Is It Wise or Prudent to Give an 18-Year-Old a Large Inheritance?
The law provides that an 18-year-old is an adult and as such, he or she is entitled to receive his or her inheritance or benefits as a beneficiary outright unless you have a document that provides otherwise.
If a young adult is a beneficiary of a life insurance policy, retirement account, bank account or other asset, the proceeds are entirely his or her property to spend or dispose of in any way he or she wants. If you would like to protect your young beneficiaries until they are mature enough to handle their inheritance, there are several options.
Among the options, is to provide in your will that if a beneficiary is under the age of X (25, 30, 35), the beneficiary’s share of the assets are to be held in trust. You can select a person you trust, who has similar values as you, to be the trustee. Until the beneficiary reaches the age of X, the money can be used for the beneficiary’s care, maintenance, support and education as the trustee determines. When the beneficiary reaches the designated age(s), the trust assets can be distributed to the beneficiary.
With a trust that is created as part of a will, the probate court will appoint the trustee you designate in the will. Every two years, the trustee must file a report with the court, detailing all of the trust transactions.

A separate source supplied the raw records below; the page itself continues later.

PR #812, opened 2022-10-11
Handing enable (enabled2) metafield

### LINKED ISSUE #784: Support variant enabled metafield
This is similar to disable_when_oos, but we should treat the variant as enabled only when the metafield is true, regardless of inventory.

federicobadini:
closes #784 

This PR adds handling of the `enabled` metafield (formally `enabled2`)
We assumed all active variant have the `enabled2` metafield set to true by default and that only disabled variants have falsey values in it.

### QA

1. Visit the Vercel preview
2. Try to disable explicitly some product variants via the `enabled2` metafield
3. Verify that the interface is working as expected locking or even hiding disabled product options if no active variants include them at all

### DIFF
--- a/frontend/lib/shopify-storefront-sdk/generated/sdk.ts
+++ b/frontend/lib/shopify-storefront-sdk/generated/sdk.ts
@@ -6435,6 +6435,7 @@ export type FindProductQuery = {
             warning?: Maybe<{ __typename?: 'Metafield'; value: string }>;
             specifications?: Maybe<{ __typename?: 'Metafield'; value: string }>;
             warranty?: Maybe<{ __typename?: 'Metafield'; value: string }>;
+            enabled?: Maybe<{ __typename?: 'Metafield'; value: string }>;
             disableWhenOOS?: Maybe<{ __typename?: 'Metafield'; value: string }>;
             crossSell?: Maybe<{
                __typename?: 'Metafield';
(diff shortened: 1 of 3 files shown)


sterlinghirsh (approved):
CR :zap:

erinemay:
QA 👍 After setting a variant's `enabled2` metafield to false that variant is no longer available.

deploy_block ❔ I'm pretty sure this is expected because it means that we don't want the product to be available on the site, but when all of the variants of a product are disabled (`enabled2`=false), the product page 404s?

When I set `enabled2` to false on a single variant product (below), it 404s on this branch. 
- product page: https://react-commerce-git-respect-enable-metafield-ifixit.vercel.app/Products/ifixit-brand-sticker-collection
- shopify admin: https://ifixit-test.myshopify.com/admin/products/6556186017882/variants/39333701714010

federicobadini:
Yes, it is by design.

According to what we discussed, the `enabled2` metafield is there to explicitly deactivate content that had become obsolete / irrelevant even for SEO reasons. 
So as we remove disabled variants, we also end up 404ing a page with no active variant.
This was also needed because the product page is expecting to find at least an active variant inside a product.

If we wanna deviate from this we would need to refactor a bit the page.
But given that disabled variants were simply removed, it seemed pretty straightforward to 404 a page with no active variant.

erinemay:
un_deploy_block 👍

PR #814, opened 2022-10-11
Footer: minor styling updates

hcutrone:
We have some more minor changes to be made to the footer for iFixit/ifixit.

First, we added a margin on top of the footer to separate it from the content on the page. We want the KPI banner to be flush with the footer, however. So let's add a negative margin to remove the gap.

Second, we had some pages with a different default text color. To make sure we have the same color text on every page, let's be explicit about the colors.

qa_req 0


jyee27 (approved):
CR ☕

Issue #818, opened 2022-10-12
Make RefinementSingleSelect and some other links not a NextLink


sterlinghirsh:
## Problem
When loading https://www.ifixit.com/Parts/iPhone_12 it looks like we're prefetching things that shouldn't be prefetched because of using NextLink. These links are meant to be handled with Algolia, so we shouldn't be prefetching them. We still want to include the url in the href for SEO reasons.

![image](https://user-images.githubusercontent.com/589425/195424986-547818ea-99f8-4abc-8ad8-23e219624203.png)

I've also noticed that some links in the header are attempting to prefetch.

![image](https://user-images.githubusercontent.com/589425/195427213-4e56c33b-d6fb-4e69-afc7-cabd140089df.png)

## Do This
Make these normal links so they don't waste a bunch of round trips prefetching.

Note: It's possible that this will fix some bugs we've had with algolia's history control conflicting with next's history control, so we might be able to get rid of the hack we have to fix the back button.

dhmacs:
We should be careful about changing url without Next being aware of it.. it will likely cause the page props to go out of sync with the page url (e.g. page title, description, sections, anything that is fetched server side). 
I'd say that unless we're only changing search params, it's a good idea to let Next.js manage url.

danielbeardsley:
> I'd say that unless we're only changing search params, it's a good idea to let Next.js manage url.

I'm not sure here, but I think we currently intercept the clicks on these links and algolia updates the url.

Also, the point of this issue is that we shouldn't be pre-fetching 10 other next.js pages that aren't actually needed. Note, he also mentioned that non-next.js pages are also being pre-fetched.

sterlinghirsh:
I am in favor of being careful, but it's pretty easy to try it out and then see if it breaks. It seems like it should work to let Algolia change the url and then have next resume control when we switch. But also if we link to 10 products from a collection using NextLink, is it going to preload all those? Seems like it could be a lot of stuff to load, but I guess we'll have to experiment. I don't know how practical it is, but if we run into a conflict with Algolia and Next, maybe it's possible that the first time on a page Algolia starts changing the url, we opt out of the NextLink optimization and handle any links as full pageloads. I'd rather not if it's not necessary, but let's experiment with it.

dhmacs:
@sterlinghirsh 

[...]

PR #826, opened 2022-10-13
Stop using middleware

### LINKED ISSUE #820: No-indexing Middleware: Put it back in code
### Facts

* Currently our tiny no-index middleware is being run as an `Edge Function` in vercel. This means that code is run in a different physical location from the main app
   - https://github.com/iFixit/react-commerce/blob/c7692458348abb34f589faaf59e4abb565ee66ed/frontend/middleware.ts#L5-L11
   - This code also runs on every cache hit, slowing them down
* Right when this change was deployed, the number of requests to our app jumped up 5x
  - Don't know why here
* Right when this change was deployed several errors about getting 503 from Strapi became 20x more frequent

### Hypothesis
????

### Do This

Implement the above functionality without using middleware because it [doesn't appear](https://github.com/vercel/next.js/discussions/38989) you can have vercel run your middleware in your normal app.

CC @sterlinghirsh @masonmcelvain

masonmcelvain:
Middleware is run in a different location than our app. It runs on every cache hit, which is slow. We also noticed that the number of requests to our app spiked 5x and Strapi 503s increased by 20x

We're not sure why these things are happening, but for now let's do this in code instead.

## QA

Make sure the previews have the header `X-Robots-Tag: noindex, nofollow`

## On deploy

Make sure www.ifixit.com/Parts doesn't have that header, but https://react-commerce-prod.vercel.app does.

CC @danielbeardsley

Closes #820


masonmcelvain:
QA ✌🏻 the previews have the header

danielbeardsley (approved):
CR :+1: 

:boom:

danielbeardsley:
> Did you experience slow response times due to middleware? 

I think he means comparatively slow. Vercel is saying invocations average in around 5ms. This is fast enough to not care from a users perspective. But the extra server process running, the more limited environment your code is running in, and the fact that the middleware runs on cache hits too is just extra complexity that we don't need. This code is equivalent in functionality, but involves way less infrastructure and special knowledge.

While this is the right task (set a header) for the idea of middleware, the fact that they run all middleware on a separate server process, on a different JS runtime, on a different continent is just way more complexity than is needed to run several lines of code.

dhmacs:
@danielbeardsley I agree, not necessary for this 👍 I was just trying to understand what issues we might have if for some reason we need to use them in the future

danielbeardsley:
FYI, using middleware *definitely* changed something. After disabling it (this pull), server invocations dropped back down 5x:

image

It sure seems like the middleware caused #818 which would explain the increase in number of requests.

danielbeardsley:
Turns out, it's a bug in next.js. Well, at least it's been reported:
https://github.com/vercel/next.js/issues/38845

PR #828, opened 2022-10-13
Enable product page in production

### LINKED ISSUE #770: Enable product page in production without linking to it
We want to start testing the product page in production by enabling it but without linking to it from product list pages

## Proposed solution

Right now we use the `PRODUCT_PAGE_ENABLED` flag to decide whether we should 404 or not. By removing this check the page will be visible in production, and the product lists still won't link to it.
Should we also return a no-index header to prevent search engine from indexing the page until we go live? 

cc @sterlinghirsh

dhmacs:
closes #770 

## QA

1. Visit [react-commerce-prod preview](https://react-commerce-prod-git-enable-product-page-in-pr-a1546e-ifixit.vercel.app/products/macbook-pro-14-2021-a2442-and-16-2021-a2485-antenna-cable-bracket)
2. Verify that the product page is visible
3. Verify that the product page is not indexable (`x-robots-tag` header set to `noindex, nofollow`
4. Go to product lists (e.g. [`/Parts`](https://react-commerce-prod-git-enable-product-page-in-pr-a1546e-ifixit.vercel.app/Parts)) and verify that products links still point to the legacy us product page

### DIFF
--- a/frontend/helpers/next-helpers.ts
+++ b/frontend/helpers/next-helpers.ts
@@ -4,7 +4,7 @@ import { setSentryPageContext } from '@ifixit/sentry';
 import * as Sentry from '@sentry/nextjs';
 import { PROD_USER_AGENT } from '@config/constants';
 
-export function serverSidePropsWrapper<T>(
+export function serverSidePropsWrapper<T extends { [key: string]: any }>(
    getServerSidePropsInternal: GetServerSideProps<T>
 ): GetServerSideProps<T> {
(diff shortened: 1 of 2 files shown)


sterlinghirsh (approved):
CR :zap:

sterlinghirsh:
un_deploy_block :zap: I think it's enough. We'd like to add a robots.txt to make it so google doesn't crawl these domains at all in the future, but I think this is fine for now.

PR #832, opened 2022-10-14
Rename Store to prevent 404 on live site

sterlinghirsh:
We have gotten 404s on the live site when clicking links from the react-commerce header since we pushed the Store page because of NextLink. This renames it to Store2.


dhmacs:
CR ⚡

dhmacs (approved):

PR #110, opened 2019-03-30
Use eval for string escaping.

georgebrock:
Even after Sam's serious improvements to string handling in #87, it still kinda bothered me that we had to do a bunch of work that Ruby must already know how to do.

I spent too much time crawling around in `parse.y` figuring out how Ruby handles character escaping with different string delimiters and, long story short, there doesn't seem to be a way of getting at that information from Ripper without making changes to `parse.y`. Maybe that's worth doing sometime, but since we want to support old Rubies too it wouldn't help immediately.

Still, the Ruby interpreter knows how to properly unescape the content of string literals. So here's a wildly different approach: Instead of trying to parse and re-escape all possible strings ourselves, or coax the information out of Ripper, let's delegate the responsibility to Ruby by using `#eval` and `#inspect` to get a correctly escaped double-quoted string for any input string. Effectively this is doing what @jcoglan suggested and tokenising the string first, it's just cheating by using Ruby's implementation of that code instead of writing it ourselves.

I think this code is easier to understand, and less likely to be hiding surprising bugs. If nothing else, it's a lot shorter.

Couple of things that still bother me:

1. **Performance** might take a hit, which is important. I ran `time ./scripts/test.sh` and `time ./scripts/test_repo.sh ../gitsh` a few times against this branch and against master and didn't see a clear winner, but more thorough benchmarking might be needed.
1. **Security** is always a worry with `#eval`, although there's no immediately obvious attack that I can see here. Given the input data is escaped strings from Ripper, there would have to be a bug in Ruby string parsing to exploit this, and even then an attacker would already need sufficient access to a machine to get that malicious string into a developer's code so that their editor would `rubyfmt` over it.

### DIFF
--- a/benchmarks/Gemfile
+++ b/benchmarks/Gemfile
@@ -1,0 +1,8 @@
+# frozen_string_literal: true
+
+source "https://rubygems.org"
+
+git_source(:github) {|repo_name| "https://github.com/#{repo_name}" }
+
+# gem "rails"
+gem "benchmark-ips"
--- a/benchmarks/Gemfile.lock
+++ b/benchmarks/Gemfile.lock
@@ -1,0 +1,13 @@
+GEM
+  remote: https://rubygems.org/
+  specs:
+    benchmark-ips (2.7.2)
+
+PLATFORMS
+  ruby
+
+DEPENDENCIES
+  benchmark-ips
+
+BUNDLED WITH
+   2.0.1
--- a/benchmarks/string_escaping/bench.rb
+++ b/benchmarks/string_escaping/bench.rb
@@ -1,0 +1,33 @@
+require 'benchmark/ips'
+require 'ripper'
+
+$: << File.dirname(__FILE__)
+
+require 'parser_eval'
+require 'parser_munging'
+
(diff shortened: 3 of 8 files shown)


samphippen:
iiiiiiiiiiiiiiiiiiiiiiiiiinteresting.

samphippen:
@georgebrock I'll hit this with benchmark ips and see what the difference is. Thanks!

samphippen:
the good news is that these bench the same:

```
Warming up --------------------------------------
             munging     6.000  i/100ms
                eval     6.000  i/100ms
           munging 2    44.000  i/100ms
              eval 2    46.000  i/100ms
Calculating -------------------------------------
             munging     65.748  (± 4.6%) i/s -      1.644k in  25.064874s
                eval     67.743  (± 3.0%) i/s -      1.698k in  25.085068s
           munging 2    461.021  (± 5.0%) i/s -     11.528k in  25.088951s
              eval 2    456.908  (± 5.9%) i/s -     11.408k in  25.066459s

```

I think we should do this because the implementation is radically simpler.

Some clients find it comforting knowing that there is oversight and supervision of the trustee, especially when the beneficiaries are very young. Other clients do not want the trust transactions to become a public record for the whole world to see. They do not want the trustee burdened with the scrutiny of the probate court. In those cases, the client establish a Living Trust that remains private and is not subject to the supervision of the probate court. Sometimes a custodial account will be sufficient to accomplish your goals. Each family situation is different.